## Work to be completed
Return the lines of the data below exactly. Start at the first and end with the line containing "When Cobalt transitions".

## Data shown

PR #11796, opened 2026-08-11
cobalt: Release all GPU resources and EGL contexts on background suspend

jellefoks:
When Cobalt transitions to the background (concealed or suspended), all GPU resources are now released to minimize memory footprint. This includes marking client renderer contexts lost, tearing down GPU channels, and destroying shared EGL contexts and Skia states.

Offscreen surfaces and native platform window handles are also destroyed and lazily re-created upon returning to the foreground. This change provides a significant reduction in Private Dirty and PSS memory usage, as verified by automated memory benchmark tools.

### Background & Architecture
This change is non-trivial because upstream Chromium does not have a pre-existing path to release all GPU resources without exiting the application or killing the dedicated GPU process. In Chromium multi-process mode, full GPU resource release is handled by terminating the separate GPU process and spawning a new one on demand. In Cobalt's single-process in-process GPU architecture on Starboard, all GPU services run on an in-process thread; completely tearing down the EGL display via `eglTerminate()`, destroying shared context states and textures, and safely re-initializing the display and offscreen surfaces on resume requires coordinating lifecycle transitions across UI, GPU, and renderer threads.

### Summary of Changes
- **Release all GPU resources on conceal**: Synchronously tears down all GPU channels, marks client contexts lost, destroys `SharedContextState` (Skia GrDirectContext), offscreen pbuffer surfaces, native EGL window surfaces, and invokes `eglTerminate()` via `GLDisplayEGL::Shutdown()`.
- **Restore GPU subsystem and offscreen surfaces on reveal**: Proactively re-initializes `GLDisplayEGL`, creates the default offscreen surface, and flushes any pending `EstablishGpuChannel` requests queued while backgrounded.
- **Clean up lifecycle transition logging**: Streamlines lifecycle transition logs across `cobalt/app/app_event_delegate.cc` and `sb_event_handle.cc` into atomic, inline log messages without redundant state tracking.
- **Notify memory pressure and reclaim memory on conceal**: Proactively invokes `base::MemoryPressureListener::NotifyMemoryPressure(kCritical)` during conceal to purge discardable memory, V8 heap caches, font caches, and Skia resource caches.
- **Scope HangWatcher pausing to frozen state**: Restricts `base::HangWatcher::Suspend()` and `Resume()` strictly to `OnFreeze()` / `OnUnfreeze()` (where the OS halts CPU execution with `SIGSTOP`), preserving active hang detection while running backgrounded in `kConcealed`.
- **Fix HangWatcher startup initialization race**: Reorders initialization in `CobaltMainDelegate::PostEarlyInitialization` so base HangWatcher globals are initialized on the main thread before the delegate applies Finch/GlobalSettings configurations, preventing a `DCHECK` failure on startup when Finch enables renderer thread dumping.
- **Direct Starboard Stop event dispatch**: Resolves event starvation in `starboard/shared/starboard/application.cc` by directly executing `HandleEventAndUpdateState(kSbEventTypeStop)` after intermediate synthetic transitions instead of re-injecting into the event queue.
- **Single-process teardown stabilization**: Prevents teardown deadlocks in single-process mode by releasing `InProcessRendererThread` during process termination and handling expected IPC channel shutdown errors.

Bug: 525810025


jellefoks:
### Benchmark Methodology & Reproduction Steps

To ensure empirical reproducibility, the 25-iteration memory benchmark compares a clean upstream `origin/main` baseline binary against this branch under identical execution parameters.

---

#### 1. Test Environment & Setup
* **Platform**: Linux Evergreen QA (`evergreen-x64` / `qa`)
* **Display Server**: X11 (`DISPLAY=:100` via Xvfb or active desktop display)
* **Target WebApp**: `https://www.youtube.com/tv`
* **Metrics Source**: Linux Kernel `/proc/$PID/smaps_rollup` (`Private_Dirty`, `Pss`, `Rss`) and `/proc/$PID/status` (`VmData`)
* **Iterations**: 25 independent cold-start runs per build

---

#### 2. Lifecycle Execution Flow per Iteration
Each iteration is automated via `cobalt/tools/performance/memory/run_multi_benchmark.py`:
1. **Cold Start & Warmup (15s)**:
   - Launches `${BUILD_DIR}/loader_app --url=https://www.youtube.com/tv`.
   - Waits 15 seconds for initial DOM rendering, splash screen transition, and recommendation shelf asset streaming.
2. **Foreground State Sampling (5s)**:
   - Samples `/proc/$PID/smaps_rollup` at 1-second intervals and records median foreground metrics.
3. **Conceal / Background Transition (SIGUSR2)**:
   - Injects `SIGUSR2` (signal 12) into `loader_app` to trigger `CobaltLifecycleManager` conceal, tearing down `gpu_channels_`, shared EGL contexts, and offscreen surfaces.
   - Waits 2 seconds for event loop draining.
4. **Background State Sampling (5s)**:
   - Samples `/proc/$PID/smaps_rollup` at 1-second intervals and records median background metrics.
5. **Reveal / Foreground Restore (SIGCONT)**:
   - Injects `SIGCONT` (signal 18) into `loader_app` to trigger reveal and verify lazy display/surface re-initialization.
6. **Process Termination**:
   - Gracefully terminates the application process and waits for socket/IPC cleanup before starting the next iteration.

---

#### 3. Reproduction Commands

```bash
# 1. Build authentic clean baseline (origin/main)
git checkout origin/main
COBALT_OUT_DIR=out/evergreen-x64_qa_baseline \
  node .gemini/config/skills/cobalt-build-run-test/scripts/build.cjs evergreen-x64 qa cobalt

# 2. Build patched branch
git checkout feature/gpu-resource-teardown-on-suspend
node .gemini/config/skills/cobalt-build-run-test/scripts/build.cjs evergreen-x64 qa cobalt

# 3. Execute 25 iterations for baseline
python3 cobalt/tools/performance/memory/run_multi_benchmark.py \
  --build_dir=out/evergreen-x64_qa_baseline \
  --iterations=25 \
  --warmup=15 \
  --measure=5 \
  --output_csv=/tmp/true_baseline_25runs.csv

# 4. Execute 25 iterations for patched build
python3 cobalt/tools/performance/memory/run_multi_benchmark.py \
  --build_dir=out/evergreen-x64_qa \
  --iterations=25 \
  --warmup=15 \
  --measure=5 \
  --output_csv=/tmp/true_patched_25runs.csv
```

jellefoks:
## 📊 Linux Evergreen Empirical Lifecycle Metrics

(Verified using continuous lifecycle transitions against https://www.youtube.com/tv on `evergreen-x64_qa`)

### Process Memory Comparison: Before vs. After Feature Branch (`/proc/<pid>/status` & `/proc/<pid>/smaps_rollup`)

| Metric | Source | Before (Stock `main`)<br>Foreground → Background (Delta) | After (This Branch)<br>Foreground → Background (Delta) | Improvement with Feature Branch |
| :--- | :--- | :--- | :--- | :--- |
| **`VmRSS`** | `/proc/<pid>/status` | 362.33 MB → 358.37 MB (**-3.95 MB**, -1.09%) | 355.87 MB → 340.09 MB (**-15.78 MB**, -4.43%) | **4.0x more VmRSS freed** |
| **`RssShmem`** | `/proc/<pid>/status` | 18.92 MB → 15.24 MB (**-3.69 MB**, -19.49%) | 12.52 MB → 0.19 MB (**-12.33 MB**, **-98.47%**) | **GPU memory buffers 100% reclaimed** |
| **`PSS`** | `/proc/<pid>/smaps_rollup` | 309.90 MB → 304.64 MB (**-5.26 MB**, -1.70%) | 302.56 MB → 289.47 MB (**-13.09 MB**, -4.33%) | **2.5x more PSS reduction** |
| **`Private_Dirty`** | `/proc/<pid>/smaps_rollup` | 160.56 MB → 153.32 MB (**-7.24 MB**, -4.51%) | 150.13 MB → 140.79 MB (**-9.33 MB** to **-21.95 MB**) | **Substantial dirty memory reduction** |
| **`RssAnon`** | `/proc/<pid>/status` | 265.02 MB → 264.76 MB (**-0.27 MB**, -0.10%) | 263.00 MB → 259.94 MB (**-3.06 MB**, -1.16%) | **11x more anonymous memory freed** |

> **Net Impact Summary:**
> - **4x VmRSS Reduction:** Background conceal frees **~15.8 MB total VmRSS** (and up to **-23.7 MB VmRSS** on initial settled transition) compared to only -3.95 MB on stock `main`.
> - **Complete GPU Memory Reclaim:** **`RssShmem`** drops by **-12.33 MB (-98.5%)** from `12.52 MB` down to `0.19 MB`, proving that GPU channels, native EGL contexts, and shared buffer allocations are fully released upon background conceal.
> - **Seamless Resume:** Memory recovers cleanly upon reveal/resume with zero regressions or memory leaks across continuous cycles.

cobalt/app/app_event_runner.cc
```diff
@@ -213,6 +213,9 @@ class AppEventRunnerImpl : public AppEventRunner,
   void DoConceal() override {
     content::Shell::OnConceal();
     WaitForAck(PendingAck::kConceal);
+    base::MemoryPressureListener::NotifyMemoryPressure(
+        base::MemoryPressureListener::MEMORY_PRESSURE_LEVEL_CRITICAL);
+    ::partition_alloc::MemoryReclaimer::Instance()->ReclaimAll();
```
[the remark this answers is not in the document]
jellefoks: Done. Deferred ReclaimAll() by posting it to the task runner so observers across threads have dispatched their critical memory pressure handlers and released caches prior to PartitionAlloc purging.

gpu/ipc/service/gpu_channel_manager.cc
```diff
@@ -880,6 +920,27 @@ void GpuChannelManager::HandleMemoryPressure(
...
+          /*fallback_to_software_gl=*/false,
+          /*disable_gl_drawing=*/false,
+          /*init_extensions=*/true,
+          gl::GpuPreference::kDefault);
+    }
+    default_offscreen_surface_ = gl::init::CreateOffscreenGLSurface(
+        gl::GetDefaultDisplayEGL(), gfx::Size());
+  }
+  return default_offscreen_surface_.get();
+}
```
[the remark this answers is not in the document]
jellefoks: Done. Cached the display pointer, added a null check guard, and reused the cached display pointer in CreateOffscreenGLSurface.

ui/ozone/platform/starboard/platform_window_starboard.cc
```diff
@@ -180,6 +180,7 @@ void PlatformWindowStarboard::Hide() {
     widget_available_ = false;
     delegate_->OnAcceleratedWidgetDestroyed();
   }
+  DestroySbWindowInstance();
```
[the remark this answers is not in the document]
jellefoks: A lazy recreation mechanism is already in place in PlatformWindowStarboard::Show(). When returning to the foreground, Show() checks !SbWindowIsValid(sb_window_), calls SbWindowCreate(&options), invokes the global creation callback, and re-notifies OnAcceleratedWidgetAvailable() with the new platform handle.

jellefoks:
Converted to draft for now, adding eglTerminate/eglInitialize roundtrip for resume.

cobalt/app/app_event_delegate.cc
```diff
@@ -348,6 +348,14 @@ void AppEventDelegate::ExecuteStepOnUIThread(ApplicationState next_state,
...
     base::AutoLock lock(lock_);
     SetApplicationState(next_state);
+    if (application_state_ != target_state_) {
+      LOG(INFO) << "Transition to " << GetStateString(next_state)
+                << " complete (target: " << GetStateString(target_state_)
+                << ")";
+    } else {
+      LOG(INFO) << "Transition to " << GetStateString(next_state)
+                << " complete";
+    }
```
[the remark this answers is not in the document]
jellefoks: In AppEventDelegate, ExecuteNextStep() already checks if (application_state_ == target_state_) to reset is_transitioning_ = false and execute quit_closure_ upon reaching the target state. For all intermediate and terminating lifecycle transitions other than kStopped, ExecuteStepOnUIThread sets should_execute_next_step = true which dispatches ExecuteNextStep() to finalize the state progression and unblock run_loop.Run(). ExecuteStepOnUIThread only executes quit_closure_ directly for kStopped because kStopped is a terminal state that does not invoke ExecuteNextStep().

components/viz/service/gl/gpu_service_impl.cc
```diff
@@ -1258,6 +1284,41 @@ void GpuServiceImpl::OnForegrounded() {
...
+          /*fallback_to_software_gl=*/false,
+          /*disable_gl_drawing=*/false,
+          /*init_extensions=*/true,
+          gl::GpuPreference::kDefault);
+    }
+    if (display->IsInitialized()) {
+      scoped_refptr<gl::GLSurface> surface =
+          gl::init::CreateOffscreenGLSurface(display, gfx::Size());
+      gpu_channel_manager_->SetDefaultOffscreenSurface(std::move(surface));
+    }
```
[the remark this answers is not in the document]
jellefoks: Done. Added a check for !gpu_channel_manager_->default_offscreen_surface() before creating and setting the default offscreen surface so repeated foreground calls during resume do not redundantly recreate it.

gpu/ipc/service/gpu_channel_manager.cc
```diff
@@ -799,6 +799,43 @@ void GpuChannelManager::OnBackgroundCleanup() {
...
+  if (shared_context_state_) {
+    shared_context_state_->ReleaseCurrent(nullptr);
+    shared_context_state_->MarkContextLost();
+    if (shared_context_state_->real_context()) {
+      shared_context_state_->real_context()->Destroy();
+    } else if (shared_context_state_->context()) {
+      shared_context_state_->context()->Destroy();
+    }
+    shared_context_state_.reset();
+  }
```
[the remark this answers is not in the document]
jellefoks: Done. Removed the redundant manual context destruction calls from OnBackgroundCleanup() since SharedContextState::MarkContextLost() already explicitly destroys the context handles under BUILDFLAG(IS_COBALT).

ui/gl/gl_surface_egl.cc
```diff
@@ -534,12 +564,12 @@ void NativeViewGLSurfaceEGL::Destroy() {
   vsync_provider_internal_ = nullptr;
 
   if (surface_) {
-    if (!eglDestroySurface(display_->GetDisplay(), surface_)) {
```
y4vor, line 537: lets keep the original code and do the IS_COBALT guard.

ui/gl/gl_surface_egl.cc
```diff
@@ -57,6 +61,32 @@ struct TraceSwapEventsInitializer {
 static base::LazyInstance<TraceSwapEventsInitializer>::Leaky
     g_trace_swap_enabled = LAZY_INSTANCE_INITIALIZER;
 
+void SafeDestroyEGLSurface(GLDisplayEGL* display, EGLSurface surface) {
```
y4vor, line 65: lets not change the existing code. All of our customizations need to be guarded.

third_party/blink/renderer/platform/mediastream/webrtc_uma_histograms.cc
```diff
@@ -26,7 +26,9 @@ void UpdateWebRTCMethodCount(RTCAPIName api_name) {
 }
 
 PerSessionWebRTCAPIMetrics::~PerSessionWebRTCAPIMetrics() {
+#if !BUILDFLAG(IS_STARBOARD)
```
y4vor: Something wrong with our threads? We should at least document what is happing and file ticket to investigate further.

y4vor (changes requested):
Also these I think are legitimate suggestions: 
https://paste.googleplex.com/5541097196093440

components/viz/service/gl/gpu_service_impl.cc
```diff
@@ -76,7 +76,13 @@
 #include "ui/base/ozone_buildflags.h"
 #include "ui/base/ui_base_features.h"
 #include "ui/gl/gl_context.h"
+#if BUILDFLAG(IS_COBALT)
```
andrewsavage1: nit: it's better to put the conditional includes below (and in a single block) like the rest of them

content/public/browser/gpu_utils.cc
```diff
@@ -26,6 +26,7 @@
 #include "media/base/media_switches.h"
 #include "media/gpu/buildflags.h"
 #include "media/media_buildflags.h"
+#include "mojo/public/cpp/bindings/callback_helpers.h"
```
andrewsavage1: nit: guard this with a buildflag at the bottom of the includes

components/viz/service/gl/gpu_service_impl.cc
```diff
@@ -1258,6 +1307,42 @@ void GpuServiceImpl::OnForegrounded() {
...
+      gpu_channel_manager_->SetDefaultOffscreenSurface(std::move(surface));
+    }
+  }
+
+  // Fulfill all channel establishment requests that arrived while backgrounded,
+  // now that the display and default offscreen surface are re-initialized.
+  auto pending_requests = std::move(pending_establish_gpu_channel_requests_);
+  pending_establish_gpu_channel_requests_.clear();
+  for (auto& request : pending_requests) {
+    EstablishGpuChannel(request.client_id, request.client_tracing_id,
```
andrewsavage1: If the display is not initialized correctly on foregrounding, is it possible that these requests are never fulfilled and end up hanging?

gpu/ipc/service/gles2_command_buffer_stub.cc
andrewsavage1, line 199: Would this create a surface while the app is backgrouded?

cobalt/shell/browser/shell_platform_delegate.cc
```diff
@@ -315,15 +322,31 @@ void ShellPlatformDelegate::OnAllFramesVisible(
 
 void ShellPlatformDelegate::OnAllFramesConcealed(
     content::WebContents* web_contents) {
-  Shell* shell = Shell::FromWebContents(web_contents);
-  if (shell) {
-    ConcealShell(shell);
+  // Step 1: Called by CobaltLifecycleManager when all renderer frames have
+  // acknowledged JS conceal deactivation. Unmap platform windows and initiate
+  // asynchronous GPU resource and EGL display teardown.
+  cobalt::CobaltLifecycleManager::GetInstance()->RemoveObserver(
```
andrewsavage1: Does this work if there are multiple WebContents, i.e. with the splash screen?

cobalt/app/app_event_runner.cc
```diff
@@ -213,6 +217,23 @@ class AppEventRunnerImpl : public AppEventRunner,
...
+    base::SequencedTaskRunner::GetCurrentDefault()->PostTask(
+        FROM_HERE, base::BindOnce([] {
+          base::MemoryPressureListener::NotifyMemoryPressure(
+              base::MemoryPressureListener::MEMORY_PRESSURE_LEVEL_CRITICAL);
+          // Chromium's memory pressure listeners are invoked asynchronously on
+          // all threads. Explicitly calling ReclaimAll here forces
+          // PartitionAlloc to synchronously purge its thread caches for the
+          // main thread right now, avoiding relying solely on the asynchronous
+          // signal propagation.
+          ::partition_alloc::MemoryReclaimer::Instance()->ReclaimAll();
```
andrewsavage1: To be defensive, maybe we should check that we're in an appropriate state (backgrounded) to reclaim memory in this callback in case it gets called late

jellefoks: These `AppEventRunner::DoFoo()` methods are private methods only called from the matching `AppEventRunner::OnFoo()`, where those checks already (pre)exist. But, it's cheap to add them, so I'll add them to all `DoFoo()` as well.

(edit: not done this way, see comment below)

third_party/blink/renderer/platform/mediastream/webrtc_uma_histograms.cc
jellefoks: Technically, no, because this is a singleton allocated from a thread, and the ExitManager runs in the main thread (UI thread), triggering this check. Maybe in upstream the media/rtc doesn't run in a thread, in which case this only shows up as an issue in single-process...

components/viz/service/gl/gpu_service_impl.cc
jellefoks: Good catch. Added a fallback to call the callbacks with null channel handles when there isn't an initialized display.

gpu/ipc/service/gles2_command_buffer_stub.cc
jellefoks: This code does not run not when the app is backgrounded. It runs when the app is made visible on a display.  This code exists to allow the offscreen surface to be recreated when the display has changed from a previous value.

In Cobalt's case, when the app is being foregrounded the previous value will be null for 'there is no default surface', because the surface is reset when backgrounded. The change here is to avoid the null pointer dereference and instead trigger the surface creation for the current display.

That said, in this code before and after this PR, the surface creation is attempted even when the display creation above was not successful. The surface creation will then likely fail, which would probably cause a failure to be returned when the context creation below fails as a result.

While unsure whether that is actually creating an undesired app behavior, defensively, added a check here to return right away here with a transient failure if there isn't an initialized display when trying to create the surface.

cobalt/shell/browser/shell_platform_delegate.cc
jellefoks: Good call. No it actually does not. And the same is true for the reveal side (this here is the conceal side transition).

Added pending_conceal_web_contents_ and pending_reveal_web_contents_  to track and ensure they are all concealed before unregistering the observer.

ShellPlatformDelegate is only an observer for CobaltLifeCycleManager while it's waiting for completion of a visibility state change (reveal or conceal), with a single registration for all windows, but it gets an OnAllFramesConcealed  or OnAllFramesVisible callback per WebContents, so it should actually track whether all expected WebContents have transitioned.

cobalt/app/app_event_runner.cc
jellefoks: Correction: You must have meant when the posted task run, not when DoFoo runs. Well, technically, since it's posted from here, and the tasks run the lifecycle changes in sequence, there won't be an already posted visibilitychange task on the same runner, so it technically can't happen right now.

Yet, adding a check is harmless, I'll add an if for production, and a DCHECK to catch it in devel builds if it ever happens.

ui/gl/gl_surface_egl.cc
jellefoks: Done

ui/gl/gl_surface_egl.cc
jellefoks: Done

components/viz/service/gl/gpu_service_impl.cc
jellefoks: Done

content/public/browser/gpu_utils.cc
jellefoks: Done

third_party/blink/renderer/platform/mediastream/webrtc_uma_histograms.cc
jellefoks: Added as TODO: b/554096932 with explanation.

jellefoks:
> Also these I think are legitimate suggestions: https://paste.googleplex.com/5541097196093440

It gets confusing quickly, but two of the four things in there were valid:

## Exercise solution
PR #11796, opened 2026-08-11
cobalt: Release all GPU resources and EGL contexts on background suspend

jellefoks:
When Cobalt transitions to the background (concealed or suspended), all GPU resources are now released to minimize memory footprint. This includes marking client renderer contexts lost, tearing down GPU channels, and destroying shared EGL contexts and Skia states.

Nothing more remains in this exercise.